Violence against women in Fiji is recognised to be "pervasive, widespread and a serious national issue" in the Pacific Island region. Fiji's rates of violence against women are "among the very highest in the world". The Fiji Women's Crisis Centre reports that 64% of women who have been in intimate relationships have experienced physical or sexual violence from their partner, including 61% who were physically attacked and 34% who were sexually abused.
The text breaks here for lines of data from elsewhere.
PR #134, opened 2019-08-13
fix bq in preview

yaojiefeng:
this was fixed in develop in #125 but not in the release branch.
The source will need to create the GCS bucket no matter it is in preview or not. Sink does not matter since preview will not write to the sink


albertshau (approved):
lgtm

PR #138, opened 2019-08-22
CDAP-15736: Added BigQuery Merge Action plugin.

AntonGensitskiy:
JIRA: https://issues.cask.co/browse/CDAP-15736

In scope of this PR:

* Added BigQuery action plugin for merging two BigQuery tables.


AntonGensitskiy:

src/main/java/io/cdap/plugin/gcp/bigquery/actions/BigQueryMergeAction.java
```diff
@@ -0,0 +1,118 @@
...
+    if (config.isAllowSchemaRelaxation()) {
+      updateTableSchema();
+    }
+    String query = generateQuery();
+    setQuery(query);
+    super.run(context);
+    LOG.debug("Complete merge action.");
+  }
+
+  private String generateQuery() {
```
albertshau, line 65: this plugin assumes that the source and destination tables have the same columns, which will not always be true, and which probably is not true in most situations. This plugin needs to go through a design before we implement it. I would imagine the user would need to provide a more generic condition to merge on and select fields from the source need to be updated/inserted in the destination (kind of similar to what is given in the joiner)

@nitinmotgi can you provide more information about the use case? Is it only merging on equality? Do we need this now that there is 'upsert' in the BQ sink and given that there will soon be a generic BigQuery action?

albertshau:
I talked with @nitinmotgi and @bdmogal about this, there isn't a specific type of merge that we're targeting, so any plugin we do would essentially make the user provide the same information they would in a merge query. So we're not going to add this, as users will be able to use the generic BQ action plugin when it's implemented.

PR #140, opened 2019-08-22
Feature/support write disposition

dli357:
Modified the BigQuery Sink (singular and multi) to support WriteDisposition when writing to BigQuery.

Ref: https://cloud.google.com/bigquery/docs/reference/auditlogs/rest/Shared.Types/WriteDisposition

This modification supports three options:
1. Append - Appends the data to the BigQuery tables.
2. Empty - Only write the data to empty BigQuery tables, otherwise fail.
3. Truncate - Truncate the BigQuery table before writing to it.

Additionally, resolved a bug causing NullPointerExceptions when using the BigQuery Multi Sink.

Tested using CDAP Sandbox and Cloud Data Fusion. Test Cases:
- Single Sink Append
- Single Sink Truncate
- Single Sink Fail to Create
- Multi Sink Append
- Multi Sink Truncate
- Multi Sink Fail to Create

Resolves:
https://issues.cask.co/browse/CDAP-15784
https://issues.cask.co/browse/CDAP-15616

### DIFF
--- a/docs/BigQueryMultiTable-batchsink.md
+++ b/docs/BigQueryMultiTable-batchsink.md
@@ -36,9 +36,8 @@ It will be automatically created if it does not exist, but will not be automatic
 Temporary data will be deleted after it is loaded into BigQuery. If it is not provided, a unique
 bucket will be created and then deleted after the run finishes.
 
-**Truncate Table**: Whether to truncate the output table before writing to it.
-* True - Will delete all rows in the table before writing to it.
-* False - Will append the new rows to the table.
+**Truncate Table:** Whether or not to truncate the table before writing to it.
+Should only be used with the Insert operation.
 
 **Split Field:** The name of the field that will be used to determine which table to write to.
 
--- a/docs/BigQueryMultiTable-batchsink.md
+++ b/docs/BigQueryMultiTable-batchsink.md
@@ -36,6 +36,11 @@ It will be automatically created if it does not exist, but will not be automatic
 Temporary data will be deleted after it is loaded into BigQuery. If it is not provided, a unique
 bucket will be created and then deleted after the run finishes.
 
+**WriteDisposition**: Type of write disposition to use. This can be set to Empty, Truncate, or Append.
+* Empty - Job should only write to empty tables, otherwise an error is thrown.
+* Truncate - Job will truncate an existing table before writing to it.
+* Append - Job will append to an existing table.
+
 **Split Field:** The name of the field that will be used to determine which table to write to.
 
 **Update Table Schema**: Whether the BigQuery table schema should be modified 
--- a/docs/BigQueryMultiTable-batchsink.md
+++ b/docs/BigQueryMultiTable-batchsink.md
@@ -36,10 +36,9 @@ It will be automatically created if it does not exist, but will not be automatic
 Temporary data will be deleted after it is loaded into BigQuery. If it is not provided, a unique
 bucket will be created and then deleted after the run finishes.
 
-**WriteDisposition**: Type of write disposition to use. This can be set to Empty, Truncate, or Append.
-* Empty - Job should only write to empty tables, otherwise an error is thrown.
-* Truncate - Job will truncate an existing table before writing to it.
-* Append - Job will append to an existing table.
+**Truncate Table**: Whether to truncate the output table before writing to it.
+* True - Will delete all rows in the table before writing to it.
+* False - Will append the new rows to the table.
 
 **Split Field:** The name of the field that will be used to determine which table to write to.
 
--- a/docs/BigQueryTable-batchsink.md
+++ b/docs/BigQueryTable-batchsink.md
@@ -46,10 +46,9 @@ bucket will be created and then deleted after the run finishes.
 will be dropped.
 * Upsert - records that match on Table Key will be updated. Records that do not match will be inserted.
 
-**WriteDisposition**: Type of write disposition to use. This can be set to Empty, Truncate, or Append.
-* Empty - Job should only write to empty tables, otherwise an error is thrown.
-* Truncate - Job will truncate an existing table before writing to it.
-* Append - Job will append to an existing table.
+**Truncate Table**: Whether to truncate the output table before writing to it.
+* True - Will delete all rows in the table before writing to it.
+* False - Will append the new rows to the table.
 
 **Table Key**: List of fields that determines relation between tables during Update and Upsert operations.
 
--- a/docs/BigQueryTable-batchsink.md
+++ b/docs/BigQueryTable-batchsink.md
@@ -46,6 +46,11 @@ bucket will be created and then deleted after the run finishes.
 will be dropped.
 * Upsert - records that match on Table Key will be updated. Records that do not match will be inserted.
 
+**WriteDisposition**: Type of write disposition to use. This can be set to Empty, Truncate, or Append.
+* Empty - Job should only write to empty tables, otherwise an error is thrown.
+* Truncate - Job will truncate an existing table before writing to it.
+* Append - Job will append to an existing table.
+
 **Table Key**: List of fields that determines relation between tables during Update and Upsert operations.
 
 **Create Partitioned Table**: Whether to create the BigQuery table with time partitioning. This value 
--- a/docs/BigQueryTable-batchsink.md
+++ b/docs/BigQueryTable-batchsink.md
@@ -46,9 +46,8 @@ bucket will be created and then deleted after the run finishes.
 will be dropped.
 * Upsert - records that match on Table Key will be updated. Records that do not match will be inserted.
 
-**Truncate Table**: Whether to truncate the output table before writing to it.
-* True - Will delete all rows in the table before writing to it.
-* False - Will append the new rows to the table.
+**Truncate Table**: Whether or not to truncate the table before writing to it.
+Should only be used with the Insert operation.
 
 **Table Key**: List of fields that determines relation between tables during Update and Upsert operations.
 
--- a/src/main/java/io/cdap/plugin/gcp/bigquery/sink/AbstractBigQuerySink.java
+++ b/src/main/java/io/cdap/plugin/gcp/bigquery/sink/AbstractBigQuerySink.java
@@ -67,7 +67,7 @@ public abstract class AbstractBigQuerySink extends BatchSink<StructuredRecord, J
   // UUID for the run. Will be used as bucket name if bucket is not provided.
   // UUID is used since GCS bucket names must be globally unique.
   private final UUID uuid = UUID.randomUUID();
-  private Configuration baseConfiguration;
+  protected Configuration baseConfiguration;
 
   /**
    * Executes main prepare run logic. Child classes cannot override this method,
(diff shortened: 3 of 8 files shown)


docs/BigQueryMultiTable-batchsink.md
```diff
@@ -36,6 +36,11 @@ It will be automatically created if it does not exist, but will not be automatic
 Temporary data will be deleted after it is loaded into BigQuery. If it is not provided, a unique
 bucket will be created and then deleted after the run finishes.
 
+**WriteDisposition**: Type of write disposition to use. This can be set to Empty, Truncate, or Append.
```
nitinmotgi: Can we keep it simple. Like normal English that non tech users can understand

docs/BigQueryTable-batchsink.md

The 2006 Fijian coup d'état created conditions which exacerbated the presence of violence against women in Fijian society, especially in the public sector. Conventional attitudes about the place of women in Fijian society perpetuate the normalisation of violence against women and permeate extended family groups, the local authorities and the judiciary. Customary and religious practices like bulubulu (forgiveness ceremonies) deal with domestic violence cases within the family, usually either precluding prosecution for the perpetrator or reducing their sentence.